Naturellement, Giudicelli vint s’asseoir à mon côté sur le canapé.

─ À vos amours, Toinon !

─ À votre santé, Monsieur !

─ Je vous en prie, pas de Monsieur entre nous, Toinon, appelez-moi Tony, suggéra Giudicelli en me tapotant le genou d’un air paternel.

Et voilà, c’était parti. La main allait d’abord s’immobiliser sur l’articulation, puis remonter doucement sur la cuisse, par étapes successives, en s’insinuant sournoisement sous la jupe et en se faisant de plus en plus caressante. Manque de bol pour le Corse, je n’étais pas décidée à jouer la même partition.

─ Excusez-moi, mais je ne vois toujours pas en quoi je peux vous être utile, dis-je en repoussant doucement mais fermement la main aventureuse.

─ Bien au contraire, vous pouvez m’être d’un précieux conseil. J’envisage très sérieusement de modifier la décoration de l’appartement. Mais d’abord, que pensez-vous de celle-ci ?

Tout en parlant, Giudicelli avait saisi ma main droite dans les siennes en un geste paternel depuis longtemps rodé auprès de ses visiteuses.

─ La déco ? Ma foi, répondis-je, je ne sais trop quoi vous dire. C’est... c’est... pour le moins surprenant.

─ Surprenant ? Excitant, vous voulez dire.
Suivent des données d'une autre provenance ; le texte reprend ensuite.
PR #347, opened 2026-04-17
minor: fix c_api cmake

feihongxu0824:
1. remove useless dependancies in c example CMake;
2. build a c++ fat dynamic lib and update c++ example CMake.


chinaux (approved):
lgtm

PR #2780, opened 2024-11-30
feat(dayjs): Optimize performance by reducing unnecessary computation…

Jerry965:
In most cases, users will not obtain the UTC difference. I think it can be moved to the switch case and then generated to reduce unnecessary code running.


alexandermirzoyan (approved):
Nice catch!

Ghostz14 (approved):

PR #2800, opened 2025-01-03
Add isoWeekYear setter for Day.js ISO week handling

FAL-coffee:
This pull request introduces an isoWeekYear setter, allowing the ISO week year to be adjusted while preserving the current isoWeek and isoWeekday values. This change ensures consistent ISO-based date calculations and avoids unexpected behavior when using native .year() in combination with ISO week methods.


FAL-coffee:
@iamkun 
We’re encountering a bug in certain cases when using the ISO plugin. Could you please review it? 
Thank you in advance 🙏

PR #2827, opened 2025-02-17
feat: add customParseFormat support for isoweek, the usage is consistent with moment

lizhihangdev:
Background
After using dayjs to replace moment, I found that dayjs does not support moment's ability to parse ISO 8601 strings.

For example
`dayjs('2024-W01', 'GGGG-[W]WW')`

Solution
`dayjs(newDate).add(7, 'day').isoWeek(isoWeek).isoWeekday(1)`

- Get the correct ISO year,`dayjs(newDate).add(7, 'day')`
- Generate dayjs according to ISO week,`dayjs(newDate).add(7, 'day').isoWeek(isoWeek)`
- Take the value of Monday as the final result,`dayjs(newDate).add(7, 'day').isoWeek(isoWeek).isoWeekday(1)`


lizhihangdev:
dependent [IsoWeek ](https://day.js.org/docs/en/plugin/iso-week)plugin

Tous ces pénis en érection, ces vulves offertes, ces sublimes pénétrations, ces masturbations réciproques, ces fellations gourmandes...

Mine de rien, le Corse avait plaqué ma main sur sa braguette hypertrophiée. Une sonnerie stridente me délivra d’un contact plus appuyé avec l’objet du gonflement et lui évita de s’en ramasser une.
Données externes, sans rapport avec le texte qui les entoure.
PR #2858, opened 2025-04-15
Add module and exports field to package.json

lennondotw:
## Summary

Add `module` and `exports` fields to `package.json` for proper ESM support.

## Changes

- Add `"module": "./esm/index.js"` for bundler ESM resolution
- Add `"exports"` map covering root, `./esm`, `./plugin/*`, `./esm/plugin/*`, `./locale/*`, `./esm/locale/*`
- Normalize `main` and `types` paths to use relative `./` prefix

## Benefits

- Modern bundlers (Vite, webpack 5, Rollup) can resolve ESM entry points correctly
- Node.js conditional exports work for both `import` and `require`
- Fully backward compatible — no breaking changes

### DIFF
--- a/package.json
+++ b/package.json
@@ -2,8 +2,57 @@
   "name": "dayjs",
   "version": "0.0.0-development",
   "description": "2KB immutable date time library alternative to Moment.js with the same modern API ",
-  "main": "dayjs.min.js",
-  "types": "index.d.ts",
+  "main": "./dayjs.min.js",
+  "module": "./esm/index.js",
+  "types": "./index.d.ts",
+  "exports": {
+    ".": {
+      "import": "./esm/index.js",
+      "require": "./dayjs.min.js",
+      "types": "./index.d.ts"
+    },
+    "./esm": {
+      "import": "./esm/index.js",
+      "types": "./esm/index.d.ts"
+    },
+    "./esm/index.js": {
+      "import": "./esm/index.js",
+      "types": "./esm/index.d.ts"
+    },
+    "./plugin/*": {
+      "require": "./plugin/*.js",
+      "types": "./plugin/*.d.ts"
+    },
+    "./plugin/*.js": {
+      "require": "./plugin/*.js",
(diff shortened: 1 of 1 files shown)


haakonflatval-cognite:
@iamkun I'm seeing problems in some ESM-projects projects I'm working on that require extra patching of import paths from `day.js` in our config files due to malformed/missing export fields in the `package.json`, which is what this PR is trying to address. It would be greatly appreciated if you could consider merging this or one of the similar ones (e.g. https://github.com/iamkun/dayjs/pull/2543/files)

lennondotw:
Rebased on latest `dev`, squashed to a single commit, and cleaned up the exports map — root entry now properly resolves ESM imports (no more `"import": null`), and removed the unintended `packageManager` field.

@iamkun would appreciate a look when you have a moment — this addresses the ESM import issues mentioned by @haakonflatval-cognite above.

lennondotw:
@iamkun I rebased this PR onto the latest `dev` and re-checked whether the issue still exists.

Current `dev` and the latest npm package (`dayjs@1.11.21`) still only expose `main`/`types`, with no `module` or `exports`. In a Node ESM fixture, `dev` still fails for extensionless ESM subpaths such as:

- `import 'dayjs/esm'` -> `ERR_UNSUPPORTED_DIR_IMPORT`
- `import 'dayjs/esm/plugin/utc'` -> `ERR_UNSUPPORTED_DIR_IMPORT`
- `import 'dayjs/esm/locale/zh-cn'` -> `ERR_MODULE_NOT_FOUND`

The updated PR resolves those to the ESM files, while keeping existing CommonJS and explicit file subpaths working, including `require('dayjs')`, `require('dayjs/plugin/utc')`, `require('dayjs/plugin/utc.js')`, `require('dayjs/locale/zh-cn.js')`, and `require('dayjs/package.json')`.

So this is still relevant for ESM consumers, and the branch is now current with `dev`.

─ M’sieur Antoine, venez vite, y’a un loubard qui tripote vot’ Mercedes dans le parking, glapit une voix dans l’interphone.

Le Corse fit un bond en jurant.

─ Merci, Étiennette, j’arrive.

Pas content, Giudicelli. Non content de s’en prendre à sa bagnole, on lui cassait sa baraque alors qu’il commençait à être à point, comme j’avais pu le constater brièvement.

─ Excusez-moi, Toinon, je dois m’absenter quelques instants, mais rassurez-vous, je reviens très vite. Surtout ne bougez pas.

Tu parles que j’allais attendre. Dès qu’il aurait le dos tourné, j’irais récupérer mon manteau sur la bite du vestibule et je filerais vite fait de ce piège à con... Encore que je n’avais pas vu la chambre et que ce serait vraiment idiot de manquer ça. Sûr que ça devait valoir le détour !... Allez, juste un petit coup d’œil avant de se carapater.

Sitôt Casanova parti, je me précipitai sur la porte voisine. Zut ! les cagoinces. La chambre se trouvait en face. Compte tenu du genre particulier de la décoration du salon, je m’attendais à découvrir une nouvelle exposition de photos scabreuses ou d’objets obscènes des plus émoustillants, histoire de maintenir la libido en éveil. Perdu ! Pas le moindre tableau érotique, pas la plus petite statuette pornographique, rien. Ou plutôt si : des glaces. Des glaces partout : sur les murs, sur le placard, sur l’envers de la porte, et même au plafond, ces dernières soulignées par une rampe lumineuse qui courait tout autour de la pièce. Un grand lit carré revêtu d’une courtepointe en satin bleu, deux ou trois coussins de fourrure blanche, deux chaises laquées de facture classique et un couple de tables de nuit surmontées de lampes Tiffany constituaient tout le mobilier de cette inattendue galerie des glaces.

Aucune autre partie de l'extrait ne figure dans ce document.